Problem:
In the entries below, how many lines contain the word "workspace"? State the number and nothing more.

Stored data entries:

PR #282, opened 2024-01-09
Compel Library: Prompt Re-weighting

wtomin:
Prompt re-weighting is a favorable feature for T2I models. I found [Compel](https://github.com/damian0815/compel) library because of this [article](https://huggingface.co/docs/diffusers/using-diffusers/weighted_prompts) at the diffuser website, and I think it would be great to migrate it from PyTorch to MindSpore. 

The current commits can support prompt re-weighting with a pre-defined syntax for SDv1.5 and SDv2.0(2.1). For examples, please refer to [examples/compel/readme.md](https://github.com/wtomin/mindone/blob/87b6235d70c16b5b230de6d4c606c975a941ea6f/examples/compel/readme.md).

~~However, these commits edit [examples/stable_diffusion_v2/ldm/modules/encoders/modules.py](https://github.com/mindspore-lab/mindone/compare/master...wtomin:mindone:compel#diff-cf1ae9051679bb3dbee6b36cc51395fce8141bbc88e2de748c7fea22102fae66) and [examples/stable_diffusion_v2/ldm/modules/encoders/text_encoder.py](https://github.com/mindspore-lab/mindone/compare/master...wtomin:mindone:compel#diff-1715bc57a374f51a65731d406d5bbe5cedc2ed5db09f52a5b47230fbb522cc15) in order to support `causal_attention_mask` and `attention_mask` simultaneously. I have verified that before and after the commits, the generated images of the SD model are the same using the same random noise. However, these edits may introduce some risks of API mismatch errors in other colleagues' projects, which need to be carefully verified.~~

The current commits keep most changes in `compel` directory, which is less risky.

### DIFF
--- a/examples/compel/text_to_image_compel.py
+++ b/examples/compel/text_to_image_compel.py
@@ -14,8 +14,7 @@ from sdv2.text_encoder import TextEncoder
 
 import mindspore as ms
 
-workspace = os.path.dirname(os.path.abspath(__file__))
-sys.path.append(workspace)
+sys.path.append("../stable_diffusion_v2")
 from ldm.models.clip.simple_tokenizer import get_tokenizer
 from ldm.models.diffusion.ddim import DDIMSampler
 from ldm.models.diffusion.dpm_solver import DPMSolverSampler
@@ -57,16 +56,15 @@ def numpy_to_pil(images):
 
 # To keep Rewrite ldm.modules.encoders.text_encoder from examples/stable_diffusion_v2 untouched
 # write a new text encoder and replace the old one
-
-
 def init_new_text_encoder(config):
     if isinstance(config, str):
         config = OmegaConf.load(config).model
-    params = config.cond_stage_config.params
+    params = config.params.cond_stage_config.params
     dtype = ms.float16 if params.use_fp16 else ms.float32
     context_length = params.context_length
     tokenizer = get_tokenizer(params.tokenizer_name)
     setattr(tokenizer, "context_length", context_length)
+    upcast_attn = params.get("upcast_attn", False)
     transformer = TextEncoder(
         context_length=context_length,
         vocab_size=params.vocab_size,
@@ -77,7 +75,7 @@ def init_new_text_encoder(config):
         epsilon=params.epsilon,
         use_quick_gelu=params.use_quick_gelu,
         dtype=dtype,
-        upcast_attn=params.upcast_attn,
+        upcast_attn=upcast_attn,
     )
     return transformer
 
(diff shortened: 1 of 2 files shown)


examples/stable_diffusion_v2/ldm/modules/encoders/text_encoder.py
```diff
@@ -37,7 +37,7 @@ def __init__(self, d_model, n_head, dtype=ms.float32):
         self.scaling = self.head_dim**-0.5
         self.dtype = dtype
 
-    def construct(self, query, key, value, attn_mask):
+    def construct(self, query, key=None, value=None, causal_attention_mask=None, attention_mask=None):
```
zhtmike, line 40: better to keep the original arguments, inserted new arguments after them, prevent others model unbroken

examples/stable_diffusion_v2/ldm/modules/encoders/text_encoder.py
```diff
@@ -4,16 +4,16 @@
...
-from mindspore import Parameter, Tensor, ops
+from mindspore import Parameter, ops
 from mindspore.common.initializer import TruncatedNormal, initializer
 
 from ._common import LayerNorm, QuickGELU
 
 
 class SequentialCellWithMaskInput(nn.SequentialCell):
-    def construct(self, input_data, mask):
+    def construct(self, input_data, *args, **kwargs):
```
zhtmike, line 14: don't delete `mask` if possible,  prevent others model unbroken

zhtmike:
if possble, use class inheritance and method overloading to handle this text embedding extraction, since this method is not universal, adding more and more arguments will make the algo. hard to read :S

wtomin:
> if possble, use class inheritance to handle this text embedding extraction, since this method is not universal, adding more and more arguments will make the orignal implementation harder to read :S

It seems the most risky changes are within the text_encoder.py. I will see if I can move these changes in to `compel` directory without touching `examples/stable_diffusion_v2/ldm/modules/encoders/text_encoder.py`.

SamitHuang:
Good feature!
Rather than `examples`, it's more reasonable to put it in `mindone/models/compel`

wtomin:
What about moving `compel` to `mindone/tools`? I don't think `compel` is a generative model, like sd or ldm. It's more a like to tool to manipulate the text embedding.

SamitHuang:
> What about moving `compel` to `mindone/tools`? I don't think `compel` is a generative model, like sd or ldm. It's more a like to tool to manipulate the text embedding.

The models in `mindone/models` can be vae, lora, clip, t5, whare are basic models used to build generative models (referring to diffusers). From this view, it's ok to put it there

Answer to the problem:
2